PCR amplification was done using purified genomic DNA of M. abscessus, Phusion DNA polymerase (Finnzymes, Finland), and the primers listed in Table S1 in the supplemental material. The amplicons were digested with MscI and HindIII (ethA or MAB_4384), HindIII alone (mmpS5-mmpL5 cluster), or BamHI and HindIII (ethR or hadABC) and then ligated to linearized pMV261 (30), allowing the expression of each protein under the control of the constitutive hsp60 promoter. All constructs were verified by sequencing.

RNA isolation, reverse transcription, and quantitative real-time PCR.

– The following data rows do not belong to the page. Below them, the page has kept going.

PR #439, opened 2019-04-02
Improvements to XLSX Data Validation

ryho:
NewXlsxCellDataValidation no longer sets ShowErrorMessage and ShowInputMessage. They are set implicitly by SetInput and SetError.

I added SetInFileList which creates a list validation that references another section in the file instead of a hard coded list of values.

I created constants for the parts of the XLSX cell reference format and used those throughout the code base.

I added a lot of comments from the XLSX spec PDF to the data validation struct.

GetCellIDStringFromCoordsWithFixed allows creating fixed cell references (prefixed with "$").

datavalidation.go and datavalidation_test.go are now data_validation.go and data_validation_test.go, respectively.

I resolved some warnings, there are no longer any error variables named "error" and there are no uncaught errors except those that should not be caught.

cc @rentiansheng


rentiansheng:
you code pretty.  I will pull you code. 

GetCellIDStringFromCoordsWithFixed must be cell in  current sheet . not reference cell  use other sheet

ryho:
It seems to work for the same sheet or a different sheet. Here's an example of an Excel file that I made using this branch of the library. There are drop downs on the first sheet that use the data in the second sheet.
https://1drv.ms/x/s!Ainzlpx-cougghR-gBtkp2-WvYgF

ryho:
@rentiansheng Don't use this code yet. There is a bug in it, so I'm going to make a new PR.

in sheet.go I changed:
```
dd.Sqref = fmt.Sprintf("%s%d:%s%d", colName, dd.minRow, colName, dd.maxRow)
```
to
```
dd.Sqref = colName + RowIndexToString(dd.minRow) + cellRangeChar + colName + RowIndexToString(dd.maxRow)
```
That was a change in behavior. You were using maxRow as the Excel row number, but RowIndexToString expects the number to be zero indexed. This creates an "off by one" error.

rentiansheng:
ok. I know.  I will pay attention later. Here we should specifically define a public method for producing Sqref.    write code in  lib.go

PR #441, opened 2019-04-03
Remove off by one error

ryho:
Also fix a typo


ryho:
@rentiansheng To get rid of the bug I introduced, I made your function accept zero based indexes instead of 1 based indexes.

rentiansheng:
ok

PR #443, opened 2019-04-16
Autofilter

DamianSzkuat:
Hello, 

We would like to create sheets that have  `autoFilter`s on the headers for ease of use in large excel files and as far as we know many people use these filters as well. 

I made a small extension to the API by adding the `AddSheetWithAutoFilters` function. 
This works just like `AddSheet` but will add `autoFilter`s to the header of each column.

To test if the `autoFilter`s are added I also had to add a bit of code in the `readSheetFromFile` function in lib.go that would add the already read `autoFilter`s to the created sheets.


tealeg:
@DamianSzkuat - thanks very much.  Sorry it took so long to get around to this.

Log-phase Mueller-Hinton M. abscessus cultures were collected by centrifugation, and the bacterial pellets were resuspended in 800 μl of buffer RA1 from the NucleoSpin RNA kit (Macherey-Nagel, Germany), which was then transferred to a lysing matrix B tube (MP Biomedicals, USA), and lysed using a Mixer Mill MM301 (Retsch, Germany) at a frequency of 30 Hz for 1 min four times with intermittent cooling on ice. From this point on, the NucleoSpin RNA kit manufacturer's protocol was followed. Isolated RNA was checked for purity using spectrophotometry and by automated capillary electrophoresis using the Agilent Bioanalyzer (Agilent, USA). Using the above-mentioned protocol for RNA extraction, A₂₆₀/A₂₈₀ values exceeding 2, A₂₆₀/A₂₃₀ values exceeding 1.8, and RNA integrity number (RIN) values exceeding 7.5 were routinely obtained. Prior to reverse transcription, a genomic DNA wipeout was performed using amplification-grade DNase I (Invitrogen, USA). A total of 100 ng RNA was reverse transcribed into cDNA using SuperScript II reverse transcriptase (Invitrogen, USA). A dilution series of cDNA was tested to obtain optimal quantitative PCR data for each gene assayed, and it was determined that a 5-fold dilution of all cDNA samples resulted in threshold cycle (C_T) values within the efficient PCR range. PCR efficiency was determined for each primer set using a dilution series prepared from purified M. abscessus genomic DNA. Quantitative reverse transcription-PCR (qRT-PCR) was performed using the LightCycler 480 SYBR green I master and the manufacturer's recommendations, including standard cycling conditions. The IDT Scitools Primer Quest tool (https://eu.idtdna.com/Primerquest/Home/Index) was used to design primers for intercalating dye chemistry. The reference gene used for qRT-PCR relative quantitation was sigA, and the ΔΔC_T method was used to calculate fold differences in expression between strains.